Please enable JavaScript to view this site.

 Analysis checklist: Simple logistic regression

To check that simple logistic regression is an appropriate analysis for your these data, ask yourself these questions:

Is the outcome (Y) variable binary (dichotomous)?

The independent (Y) variable may only take on two values and in Prism, these must be coded as a 0 and a 1.

Are the observations (rows) independent?

One of the fundamental assumptions of logistic regression is that each row of data is a unique, independent observation. An example of independent observations is a study on 100 randomly selected people where a 1 indicates a positive outcome and a 0 a negative outcome, and each person is recorded on a single row. If each person was measured more than once (say at various time points in the study), then the observations are not independent and logistic regression isn't appropriate. Independence would also be questionable if some of the participants were in the same family as almost any outcome is likely to be more similar between two individuals from one family than from two unrelated individuals.

Does the model fit and predict the data well?

All models are wrong, but some are useful…

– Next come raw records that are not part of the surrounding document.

PR #42847, opened 2022-06-17
[9.x] form requests: populate input to public properties

MohannadNaj:
This PR introduces a suggested feature to form requests: populate input to the typed public properties.

If a `FormRequest` instance had a `$name` public property and the request had `name` input, the input value will be populated to the property.

``` php

class CreateUserRequest extends FormRequest
{
    public string $name;

    public function rules()
    {
        return [
            'name' => ['required', 'string',]
        ];
    }
}
```
``` php
        $this->post('user', [
            'name' => 'abc',
        ]);
```
``` php
    public function store(CreateUserRequest $request)
    {
        $request->name; // 'abc'
    }
```

> In addition, please describe the benefit to end users; the reasons it does not break any existing features; how it makes building web applications easier, etc.

Mainly, IDE support and better development experience.

### DIFF
--- a/src/Illuminate/Validation/ValidatesWhenResolvedTrait.php
+++ b/src/Illuminate/Validation/ValidatesWhenResolvedTrait.php
@@ -2,6 +2,9 @@
 
 namespace Illuminate\Validation;
 
+use ReflectionClass;
+use ReflectionProperty;
+
 /**
  * Provides default implementation of ValidatesWhenResolved contract.
  */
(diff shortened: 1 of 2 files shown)


MohannadNaj:
Caveats related to this PR:

### Behaviour after `$request->merge` & `$request->replace`:

The current submitted implementation doesn't refresh the properties. However, it exposes a public `refresh` function so it's up to the userland code to call it if needed.

### Possible misuse: Setting a property and expecting it in `->all()`

``` php

    public function store(CreateUserRequest $request)
    {
        $request->name = 'xxx';

        $request->all(); // [] <-- setting the name ignored
    }
```

taylorotwell:
Not sure I can add this on a patch release. Maybe you can release a package that does this?

PR #42857, opened 2022-06-17
[9.x] Add contains rule for validation

reziamini:
With these new changes, we will be able to use the `contains` rule for validations.
For example:
```PHP
return [
    'foo' => 'required|contains:Foo,Bar'
];
```
If the value of `foo` contains `Foo` or `Bar` it will be passed.

### DIFF
--- a/src/Illuminate/Validation/Concerns/ValidatesAttributes.php
+++ b/src/Illuminate/Validation/Concerns/ValidatesAttributes.php
@@ -1951,6 +1951,19 @@ trait ValidatesAttributes
     }
 
     /**
+     * Validate the attribute contains a given substring.
+     *
+     * @param  string  $attribute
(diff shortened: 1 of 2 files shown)


willrowe:
Is this different from [in](https://laravel.com/docs/9.x/validation#rule-in)?

rezaamini-ir:
@willrowe Of course, in will check the given value is exactly equal to the given attribute in the rules.
But it will check does the given value contains one of the attributes in the rules. 
Imagine the value is `Will Rowe`:
```php
'contains:Will', // ✅
'in:Will', // ❌
```

rezaamini-ir:
Yeah, in behind scene it uses ‘Str::contains()’ from Laravel.

taylorotwell:
I would just use a custom closure rule.

PR #42859, opened 2022-06-17
[9.x] Development in function `logoutOtherDevices`

michaelnabil230:
This PR is developing a `rehashUserPassword` function Some developers use `Attribute` on the user’s password for example so they can put hash every time they update the password or register or forget the password the user’s  

```php
{
    use HasApiTokens;
    use Notifiable;

    /**
     *
     * @var string[]
     */
    protected $fillable = [
        'name',
        'email',
        'password',
    ];

    /**
     * Set the user's Hash password.
     *
     * @return Attribute
     */
    {
        return Attribute::set(fn ($value) => Hash::make($value));
    }
}
```


DarkGhostHunter:
Let me translate this PR:

This PR introduces the `rehashUserPassword` parameter to the `logoutOtherDevices` function. It accepts a closure to allow manually rehashing the password.

I don't see the use case for this.

PR #42861, opened 2022-06-17
[9.x] Add localization for server error messages.

NanoNulla:
It adds localization support to exception hander's error messages.


taylorotwell:
These messages are not really intended to be displayed to the end user and thus do not need to be localized.

hamidafghan:
Thanks @taylorotwell

PR #42862, opened 2022-06-17
Create resource file for a model when use make:model command

AbdlrahmanSaberAbdo:
**What**
-----------------------

This PR is for creating `resource` file with `make:model` command when using `-a` or `--resource/-R` options also support creating resource collection by adding `--collection` to the command. for example:

```
php artisan make:model post -a
php artisan make:model post -R
```

The above command will create all old files + resource file with the name `PostResource`.

if you'd like to create a collection resource file you can add `--collection` option. for example

```
php artisan make:model post -a --collection /
php artisan make:model post -R --collection
```

**Why**
---------------------------
I always wondered why `resource` file didn't create with other files when using  `make:model` with `-a` or `--resource/-R` option, is that for a specific reason? maybe there's a reason I don't know it, also I think it'll save time because when we use `-a` option with `make:model` command we use it to create all other files to save time so I think it'll be good if create resource file to avoid writing another command to create it, and when use `--resource/-R` it'll be good to create a resource file also.

I tried to search why it doesn't create a `resource` file but I didn't find an answer, I found a question on Stackoverflow that asked the same question from 2 years ago for Larave 6,  you can check it from [here](https://stackoverflow.com/questions/57944093/why-make-model-a-command-doesnt-create-resource-file).

### DIFF
--- a/src/Illuminate/Foundation/Console/ModelMakeCommand.php
+++ b/src/Illuminate/Foundation/Console/ModelMakeCommand.php
@@ -84,6 +84,10 @@ class ModelMakeCommand extends GeneratorCommand
         if ($this->option('policy')) {
             $this->createPolicy();
         }
+
+        if ($this->option('resource')) {
+            $this->createResource();
+        }
     }
 
     /**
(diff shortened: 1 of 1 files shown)


taylorotwell:
I think it's probably because many Laravel applications don't have external APIs, which are what resources are for. Think I will let things be for now.

AbdlrahmanSaberAbdo:
> I think it's probably because many Laravel applications don't have external APIs, which are what resources are for. Think I will let things be for now.

You're right, I missed it, I should create it when the user adds `--api` option, what do you think? if this is acceptable shall I update this pull request or create a new one? @taylorotwell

Prism offers a variety of metrics to evaluate how well the simple logistic model fits to the entered data. However, you should keep in mind that fitting models to data and interpretation of model fits is - to some extent - subjective. Some possibilities to consider when evaluating a given model include:

Does the model classify data well? In other words, does the model correctly predict the observed 0s and 1s? You can evaluate this in Prism a number of different ways such as with Tjur’s R squared, an ROC plot (with area under the ROC curve), and the row classification table.

Does the logistic model out-perform an intercept-only model? Prism tests this concept in two related, but slightly different ways: using the Wald test to examine if β1 is significantly non-zero, and using the likelihood ratio test to directly compare the given model with an intercept-only model.

Do you have sufficient data to trust your results?

As with all stats modeling, the more data (generally) the better. At the bottom of the tabular results sheet of the analysis results, Prism reports how many observations were included in the model (Rows analyzed). For simple logistic regression, a general rule of thumb is to have at least ten observations with an outcome of zero and ten observations with an outcome of 1.

Are you underfitting?

In the case of simple logistic regression, it’s possible that your predictor (X) variable is only one of multiple variables that affect if an outcome is a success or not. If the model prediction performance isn’t as good as desired, perhaps you’re missing some key variable(s) that you either didn’t measure or chose not to model. If you simply chose not to model them, you should definitely investigate their impact using multiple logistic regression - which is a natural extension of simple logistic regression. Read more about multiple logistic regression here. On the other hand, if the key variable is one that you didn’t measure, you’re out of luck. Go back and repeat the experiment with a focus on collecting more information. THEN come back and perform multiple logistic regression!